__Exercise__
This exercise asks for the whole listing to be restated exactly.

__Data section__
-=-=-=-=-

PR #1592, opened 2017-04-07
added instances of BitSet to allInstances

### LINKED ISSUE #1485: Instances missing from AllInstances
Not all type class instances are included in `cats.instances.AllInstances` (and thus they are also missing when `import cats.implicits._`). One example is the `Eq[BitSet]` instance. (See also the discussion at #1484.)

-=-=-=-=-

__Task response__
PR #1592, opened 2017-04-07
added instances of BitSet to allInstances

### LINKED ISSUE #1485: Instances missing from AllInstances
Not all type class instances are included in `cats.instances.AllInstances` (and thus they are also missing when `import cats.implicits._`). One example is the `Eq[BitSet]` instance. (See also the discussion at #1484.)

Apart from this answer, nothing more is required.